## [Problem to work on]
Look through the records that follow and state how many lines hold the word "regressions", without adding anything.

Saved data entries
- - - -
PR #2538, opened 2019-01-03
doc: revisit gears.table

blueyed:


lib/gears/table.lua
```diff
@@ -88,9 +88,10 @@ end
 --- Check if a table has an item and return its key.
 -- @class function
 -- @name hasitem
--- @param t The table.
+-- @tparam table t The table.
 -- @param item The item to look for in values of the table.
--- @return The key were the item is found, or nil if not found.
+-- @treturn[1] string|number The key of the item.
```
actionless: according you your other PR numeric indexes shouldn't be used with `@treturn`? https://github.com/awesomeWM/awesome/pull/2537/files

lib/gears/table.lua
```diff
@@ -10,12 +10,12 @@ local rtable = table
 local gmath = require("gears.math")
 local gtable = {}
 
---- Join all tables given as parameters.
--- This will iterate all tables and insert all their keys into a new table.
+--- Join all tables given as arguments.
+-- This will iterate over all tables and insert their entries into a new table.
```
actionless: shouldn't it be some word between `all` and `tables`?

lib/gears/table.lua
```diff
@@ -10,12 +10,12 @@ local rtable = table
...
 -- @class function
 -- @name join
--- @param args A list of tables to join
--- @return A new table containing all keys from the arguments.
+-- @tparam table ... Tables to join.
+-- @treturn table A new table containing all entries from the arguments.
```
actionless: > all entries

the same comment as above and few more occurrences of the same pattern next on

lib/gears/table.lua
blueyed: When used they refer to different return values / possibilities, i.e. here it will either return the key or nil.

lib/gears/table.lua
blueyed: IMHO it is fine, but maybe "all of the tables"?
Maybe the original "iterate all tables" was fine already though?!

lib/gears/table.lua
actionless: i see, thanks for explaining this

lib/gears/table.lua
actionless: judging from the article which i referenced above it could be `... all the tables ...`

blueyed: @Veratil 
Thanks.  This is my impression also.
Are you a native speaker?

PR #2541, opened 2019-01-04
Split naughty along model/view lines and add an extensive test suite

Elv13:
This pull request shifts code around to add a `naughty.notification` class and a `naughty.action` class. These object will be used in the last 2 pull requests of this long running serie to add `awful.rules`/`awful.ewmh.add_activate_filter` style filtering and a new set of widgets. It is also the ground work to support v1.2 of the notification spec (action icons, resident notification and friends).

Note that the line count at the top is not representative of anything since there is almost no new code and just code shifting left and right. 

* 670 lines are the *new* tests, 
* ~150 renaming existing code to avoid having deprecated code, 
* 510 lines of *new* documentation 
* 378 *new* empty lines 

(total 1708, the other 650 is the old code moving).

Finally, after a couple days of work, I added a new test suite to catch regressions. It also catches 4 bugs on our existing implementation. They are fixed in their own commit. As for the reverted commits, that's lazyness. It's all the commits that were made after I did this work 2 years ago. All of them have been backported and I added tests.

### DIFF
--- a/awesomerc.lua
+++ b/awesomerc.lua
@@ -24,9 +24,11 @@ require("awful.hotkeys_popup.keys")
 -- Check if awesome encountered an error during startup and fell back to
 -- another config (This code will only ever execute for the fallback config)
 if awesome.startup_errors then
-    naughty.notify({ preset = naughty.config.presets.critical,
-                     title = "Oops, there were errors during startup!",
-                     text = awesome.startup_errors })
+    naughty.notification {
+        preset = naughty.config.presets.critical,
+        title  = "Oops, there were errors during startup!",
+        text   = awesome.startup_errors
+    }
 end
 
 -- Handle runtime errors after startup
@@ -37,9 +39,12 @@ do
         if in_error then return end
         in_error = true
 
-        naughty.notify({ preset = naughty.config.presets.critical,
-                         title = "Oops, an error happened!",
-                         text = tostring(err) })
+        naughty.notification {
+            preset = naughty.config.presets.critical,
+            title  = "Oops, an error happened!",
+            text   = tostring(err)
+        }
+
         in_error = false
     end)
 end
--- a/awesomerc.lua
+++ b/awesomerc.lua
@@ -25,9 +25,9 @@ require("awful.hotkeys_popup.keys")
 -- another config (This code will only ever execute for the fallback config)
 if awesome.startup_errors then
     naughty.notification {
-        preset = naughty.config.presets.critical,
-        title  = "Oops, there were errors during startup!",
-        text   = awesome.startup_errors
+        preset  = naughty.config.presets.critical,
+        title   = "Oops, there were errors during startup!",
+        message = awesome.startup_errors
     }
 end
 
@@ -40,9 +40,9 @@ do
         in_error = true
 
         naughty.notification {
-            preset = naughty.config.presets.critical,
-            title  = "Oops, an error happened!",
-            text   = tostring(err)
+            preset  = naughty.config.presets.critical,
+            title   = "Oops, an error happened!",
+            message = tostring(err)
         }
 
         in_error = false
--- a/lib/naughty/constants.lua
+++ b/lib/naughty/constants.lua
@@ -1,0 +1,74 @@
+----------------------------------------------------------------------------
+--- This file hosts the shared constants used by the notification subsystem.
+--
+-- [[documented in core.lua]]
+--
+-- @author koniu &lt;gkusnierz@gmail.com&gt;
+-- @author Emmanuel Lepage Vallee &lt;elv1313@gmail.com&gt;
+-- @copyright 2008 koniu
+-- @copyright 2017 Emmanuel Lepage Vallee
+----------------------------------------------------------------------------
+local beautiful = require("beautiful")
+local dpi = beautiful.xresources.apply_dpi
+
+local ret = {}
+
+ret.config = {
+    padding         = dpi(4),
+    spacing         = dpi(1),
+    icon_dirs       = { "/usr/share/pixmaps/", },
+    icon_formats    = { "png", "gif" },
+    notify_callback = nil,
+}
+
+ret.config.presets = {
+    low = {
+        timeout = 5
+    },
+    normal = {},
+    critical = {
+        bg      = "#ff0000",
+        fg      = "#ffffff",
+        timeout = 0,
+    },
+    ok = {
+        bg      = "#00bb00",
+        fg      = "#ffffff",
+        timeout = 5,
+    },
+    info = {
+        bg      = "#0000ff",
+        fg      = "#ffffff",
+        timeout = 5,
+    },
+    warn = {
+        bg      = "#ffaa00",
+        fg      = "#000000",
+        timeout = 10,
+    },
+}
+
+ret.config.defaults = {
+    timeout      = 5,
+    text         = "",
+    screen       = nil,
+    ontop        = true,
+    margin       = dpi(5),
+    border_width = dpi(1),
+    position     = "top_right"
+}
+
+ret.notification_closed_reason = {
+    silent               = -1,
+    expired              = 1,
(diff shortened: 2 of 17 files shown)


Elv13:
There seems to be a little regression when removing a screen, I will fix that tomorrow

awesomerc.lua
```diff
@@ -37,9 +39,15 @@ do
         if in_error then return end
         in_error = true
 
+        naughty.notification {
+            preset  = naughty.config.presets.critical,
+            title   = "Oops, an error happened!",
+            message = tostring(err)
+        }
+
         naughty.notify({ preset = naughty.config.presets.critical,
```
actionless: two notifications for the same matter?

lib/naughty/constants.lua
```diff
@@ -0,0 +1,75 @@
+----------------------------------------------------------------------------
+--- This file host the shared constants used by the notification subsystem.
```
Veratil: hosts

lib/naughty/core.lua
```diff
@@ -238,153 +146,133 @@ capi.screen.connect_signal("removed", function(scr)
...
-function naughty.toggle()
-    if suspended then
-        naughty.resume()
-    else
-        naughty.suspend()
-    end
+--- Connect a global signal on the notification engine.
+--
+-- Functions connected to this signal source will be executed when any
+-- notification object emit the signal.
```
Veratil: emits

lib/naughty/core.lua
```diff
@@ -420,159 +318,178 @@ function naughty.getById(id)
...
+    gdebug.deprecate("Use notification:reset_timeout(new_timeout)", {deprecated_in=5})
+    notification:reset_timeout(new_timeout)
+end
 
-    local timeout = new_timeout or notification.timeout
-    set_timeout(notification, timeout)
-    notification.timeout = timeout
+--- Replace title and text of an existing notification.
+--
+-- This function is deprecated, use `notification.text = new_text` and
```
Veratil: I see above that `message` is replacing `text`. Is this `text` still used here?

lib/naughty/core.lua
```diff
@@ -420,159 +318,178 @@ function naughty.getById(id)
...
+--
+-- To add an handler, use:
+--
+--    naughty.connect_signal("request::display", function(notification, args)
+--        -- do something
+--    end)
+--
+-- @tparam table notification The `naughty.notification` object.
+-- @tparam table args Any arguments passed to the `naughty.notify` function,
+--  including, but not limited to all `naughty.notification` properties.
```
Veratil: `, but not limited to, all` <-- add comma between to and all

lib/naughty/core.lua
```diff
@@ -420,159 +318,178 @@ function naughty.getById(id)
...
-    -- crop to workarea size if too big
-    local workarea = n.screen.workarea
-    local border_width = s.border_width or 0
-    local padding = naughty.config.padding or 0
-    if width > workarea.width - 2*border_width - 2*padding then
-        width = workarea.width - 2*border_width - 2*padding
-    end
-    if height > workarea.height - 2*border_width - 2*padding then
-        height = workarea.height - 2*border_width - 2*padding
+--- Emitted when a notification need pre-display configuration.
```
Veratil: needs

lib/naughty/core.lua
```diff
@@ -420,159 +318,178 @@ function naughty.getById(id)
...
+--
+-- @tparam table notification The `naughty.notification` object.
+-- @tparam table args Any arguments passed to the `naughty.notify` function,
+--  including, but not limited to all `naughty.notification` properties.
```
Veratil: `to, all` add comma

lib/naughty/constants.lua
Elv13: Done, thanks

lib/naughty/core.lua
Elv13: Done, thanks

lib/naughty/core.lua
Elv13: Done, thanks

Elv13:
Rebased.

Oh well, once everybody is done with the release hangover, this scary stuff needs to be handled early if we want a shorter v4.4 release cycle. It is an high risk, regression prone, pull request.

On the other hand, it has more tests than the current implementation and if I squash enough commits it passes the CI (at the cost of an enormous commit). It solves a long list of long standing complains about our notification support and allows to catch up with dunst on the feature front. More importantly, it allows users to do their own stuff without further bloating naughty default popup.

lib/naughty/core.lua
```diff
@@ -238,153 +146,133 @@ capi.screen.connect_signal("removed", function(scr)
...
-            arrange(scr)
-        end
-
-        if notification.destroy_cb and reason ~= naughty.notificationClosedReason.silent then
-            notification.destroy_cb(reason or naughty.notificationClosedReason.undefined)
-        end
-        return true
-    end
+    gdebug.deprecate("Use notification:destroy(reason, keep_visible)", {deprecated_in=5})
+    return notification:destroy(reason, keep_visible)
```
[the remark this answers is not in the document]
Elv13: Good catch, thanks

awesomerc.lua
Elv13: done

lib/naughty/core.lua
Elv13: done, thanks!

Elv13:
Thanks for all the reviews so far.

Last call to review this before I squash the commits (to pass the CI) and merge  it. In a week for now, unless there's more reviews, I will press the button. I want this merged early because it is almost certain it will regress something. If we are to release v4.4 is the near future, then we need as long as possible to get feedback.

psychon:
>  As for the reverted commits, that's lazyness. It's all the commits that were made after I did this work 2 years ago. All of them have been backported and I added tests.

Sigh... I came to ask for all the weird reverts, but I already found the answer. :-(

lib/naughty/core.lua
```diff
@@ -239,6 +239,51 @@ function naughty.suspend()
...
 end
 
+local conns = {}
+
+--- Connect a global signal on the notification engine.
+--
+-- Functions connected to this signal source will be executed when any
+-- notification object emits the signal.
+--
+-- It is also used for some generic notification signals such as
```
psychon: Don't we have a common implementation of `connect_signal` and friends in `gears.object`? Why do we need another implementation of that instead of just using that one?

Elv13: In this case because it is a module and not a class. However, if you prefer, I can move the class connect signal implementation to `gears`. And yes, the only difference is `:` vs. `.`, but for consistency with the other modules, `.` is required.

Elv13:
Now that CodeCov is alive again, it helped find a new issue. If you used the deprecate "reset_timeout" after called "naughty.suspend()" (also deprecated), it would not work. This is fixed and now I am trying to find a commit log that passes the tests. Once this is done I will merge this.

Elv13:
To anyone reading this, please update to git-master and report any regressions. I put a huge amount of effort testing this, but everybody has their own corner case or apps abusing the spec in different ways.

alfunx:
Unfortunately found one already. In the default `rc.lua` append:

```lua
local _clock_notif
mytextclock:buttons(gears.table.join(
   awful.button({ }, 1, function()
      naughty.destroy(_clock_notif)
      _clock_notif = naughty.notify {
         title = "hello",
         text = "world",
      }
   end)
))
```

Click on the clock, dismiss the notification, click the clock again. Found this usage in `lain`, I guess this goes into

> abusing the spec in different ways

Elv13:
> I guess this goes into abusing the spec in different ways

Yes, destroying an already destroyed notification wasn't a feature, but it didn't create an error either. I changed this to print a warning on stderr.

https://github.com/awesomeWM/awesome/pull/2662

PR #973, opened 2025-08-06
add peer address to trace points

yehuday:
*Issue #, if available:*

*Description of changes:*

### DIFF
--- a/include/tracing_impl/lttng.h
+++ b/include/tracing_impl/lttng.h
@@ -54,6 +54,7 @@ LTTNG_UST_TRACEPOINT_EVENT(
             int, dev,
             size_t, size,
             void *, comm,
+            uint64_t, peer_addr,
             uint16_t, msg_seq_num,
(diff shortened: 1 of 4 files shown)


include/tracing_impl/lttng.h
```diff
@@ -54,6 +54,7 @@ LTTNG_UST_TRACEPOINT_EVENT(
             int, dev,
             size_t, size,
             void *, comm,
+            uint64_t, peer_addr,
```
bwbarrett, line 57: There should be some check somewhere that an fi_addr_t is actually a uint64_t.

yehuday: uint64_t is the largest integer we can use in lttng. i suppose if it's larger we will have to live with a clipping.
i can emit a compile time warning/error if fi_addr is larger than that

bwbarrett (approved):

PR #974, opened 2025-08-07
platform: reorder p5/p5e entry and update p-series entry

rongbingzhou:
*Description of changes:*

Reorder the `p5/p5e` entry to be before `p-series` entry, and simplify the "p5en and later" regex for `p-series` entry.

### DIFF
--- a/src/platform-aws.cpp
+++ b/src/platform-aws.cpp
@@ -112,28 +112,6 @@ static struct ec2_platform_data platform_data_map[] = {
 		.env = {},
 	},
 	{
-		.name = "p-series",
-		/*
-		 * we only want to match P5en and later, as earlier
-		 * platforms all either need to be ignored or special
-		 * cased.
-		 */
-		.regex = "^(p5en\\.48xlarge)|(^p([6-9]|[0-9]{2,}).*)",
-		.topology = NULL,
-		.default_dup_conns = 0,
-		.latency = 35.0,
-		.gdr_required = true,
-		.default_protocol = PROTOCOL::RDMA,
-		.domain_per_thread = true,
-		.env = {
-			{ "NCCL_BUFFSIZE", "8388608" },
-			{ "NCCL_P2P_NET_CHUNKSIZE", "524288" },
-			{ "NCCL_NVLSTREE_MAX_CHUNKSIZE", "524288" },
-			{ "NCCL_NVLS_CHUNKSIZE", "524288" },
-			{ "NCCL_NET_FORCE_FLUSH", "0" },
-		},
-	},
-	{
 		.name = "p5.4xlarge",
 		.regex = NULL,
 		.topology = NULL,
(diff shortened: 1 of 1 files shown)


src/platform-aws.cpp
```diff
@@ -161,6 +139,28 @@ static struct ec2_platform_data platform_data_map[] = {
 			{ "NCCL_NET_FORCE_FLUSH", "0" },
 		},
 	},
+	{
+		.name = "p-series",
+		/*
+		 * we only want to match P5en and later, as earlier
```
rongbingzhou: After some thoughts, I still decide to keep this comment as "P5en and later" instead of "P5 and later". Because we have p5/p5e entry above, if we still mention "P5 and later" in this entry, it may confuse users on why the p5/p5e entry is needed.

I could be wrong. Welcome more thoughts here!

bwbarrett: The comment is going to confuse the next person and needs fixing.  I would put something like "While the regex will match against P5 and later instance families, we expect this to only apply to P5en and later, due to previous entries to match P5 and P5e."  Otherwise, the next person is going to spend brain power trying to figure out why the regex doesn't do what the comment says.

yexiangd: since you are modifying it, so I can be picky here.  3 things are technically conflicting : 
1. .name = "p-series" ( we have p3dn, but not covered by the regex)
2. comment "P5en and later"
3. .regex = "^p([5-9]|[0-9]{2,}).*"  is actually "P5 and later"

we should take this chance to align them 

a few options:
1. make this entry "P5en and later".  that is  .name="P5en and later" , keep the slightly complex .regex = "^(p5en\\.48xlarge)|(^p([6-9]|[0-9]{2,}).*)"

2. make this entry really for "p-series":  update the regex to be really for p*, and update in comment mentioning that the list is searched in order and this entry is intended to just match for P5en and later.

no strong preference though. I personally like to special case, i.e.#1, and that regex seems fine to read.

rongbingzhou: I make an update based on suggestions from both Brian and Ye:

- Rename the `p-series` entry to `p5en-and-later` entry to make the entry name be more precise
- Update the comment for `p5en-and-later` entry to explain why the regex will match P5en and later

src/platform-aws.cpp
```diff
@@ -161,6 +139,29 @@ static struct ec2_platform_data platform_data_map[] = {
 			{ "NCCL_NET_FORCE_FLUSH", "0" },
 		},
 	},
+	{
+		.name = "p5en-and-later",
```
bwbarrett: Not a huge fan of this name change.  We print this, and it won't always be right.  Just leave the generic catch all and don't over-think it.

bwbarrett (changes requested):

src/platform-aws.cpp
rongbingzhou: Roger. Changed the name back to `p-series`

yexiang-aws (approved):

bwbarrett (approved):

PR #975, opened 2025-08-08
param: Enable domain-per-thread by default for AWS platforms

rauteric:
Enable domain-per-thread by default on all AWS instance types. We previously only enabled it for AWS Trainium instance types, but we noticed a performance degradation when NCCL creates multiple proxy threads using the same EFA device.

As a consequence, this commit will disable support for user registration
by default. We will need to do some refactoring to re-enable user
registration mode with domain-per-thread.

### DIFF
--- a/src/platform-aws.cpp
+++ b/src/platform-aws.cpp
@@ -80,7 +80,7 @@ static struct ec2_platform_data platform_data_map[] = {
 		.latency = 75.0,
 		.gdr_required = true,
 		.default_protocol = PROTOCOL::SENDRECV,
-		.domain_per_thread = false,
+		.domain_per_thread = true,
 		.env = {
 			{ "NCCL_BUFFSIZE", "8388608" },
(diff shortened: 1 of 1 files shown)


include/nccl_ofi_param.h
```diff
@@ -144,7 +144,7 @@ OFI_NCCL_PARAM(PROTOCOL, protocol, "PROTOCOL", PROTOCOL::SENDRECV);
  * 0: Allocate one domain per process
  * 1: Allocate one domain per thread
  */
-OFI_NCCL_PARAM(bool, domain_per_thread, "DOMAIN_PER_THREAD", false);
+OFI_NCCL_PARAM(bool, domain_per_thread, "DOMAIN_PER_THREAD", true);
```
bwbarrett: let's not change this today.  Let's just change AWS behavior.

rauteric: Done.

hershys-aws (approved):

PR #976, opened 2025-08-08
[v1.16.x] param: Enable domain-per-thread by default for AWS platforms

rauteric:
Enable domain-per-thread by default on all AWS instance types. We previously only enabled it for AWS Trainium instance types, but we noticed a performance degradation when NCCL creates multiple proxy threads using the same EFA device.

As a consequence, this commit will disable support for user registration by default. We will need to do some refactoring to re-enable user registration mode with domain-per-thread.

(cherry picked from commit 241e29ee5b4697abfb16d2050ea6847dba8963fc)

*Issue #, if available:*

*Description of changes:*

### DIFF
--- a/src/platform-aws.cpp
+++ b/src/platform-aws.cpp
@@ -80,7 +80,7 @@ static struct ec2_platform_data platform_data_map[] = {
 		.latency = 75.0,
 		.gdr_required = true,
 		.default_protocol = "SENDRECV",
-		.domain_per_thread = 0,
+		.domain_per_thread = 1,
 		.env = {
 			{ "NCCL_BUFFSIZE", "8388608" },
 			{ "NCCL_P2P_NET_CHUNKSIZE", "524288" },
- - - -
## [Solution]
2